* _AVAILABLE DATA_:
%%
PR #1026, opened 2024-02-20
Support `zeebe:userTask`

barmac:
Requires https://github.com/camunda/camunda-bpmn-js-behaviors/pull/67 to be integrated.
%%
* _ACTIVITY_:
Your response must repeat all of the material above exactly.

* _EXERCISE RESPONSE_:
PR #1026, opened 2024-02-20
Support `zeebe:userTask`

barmac:
Requires https://github.com/camunda/camunda-bpmn-js-behaviors/pull/67 to be integrated.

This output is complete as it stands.